### ASSIGNMENT
Each line of the entries below that includes "Selection" belongs in your answer.

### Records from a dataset
PR #69, opened 2020-06-13
Document Selection

MBuchalik:
I implemented the Document Selection step.

I have not optimized it regarding the performance. Most importantly: Currently, all images are just full-size base64 strings. This could slow down the DOM. In my experiments, everything was ok, but you never know. So, in the future, we might think about optimizing this.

### YOUR RESPONSE
Document Selection
I implemented the Document Selection step.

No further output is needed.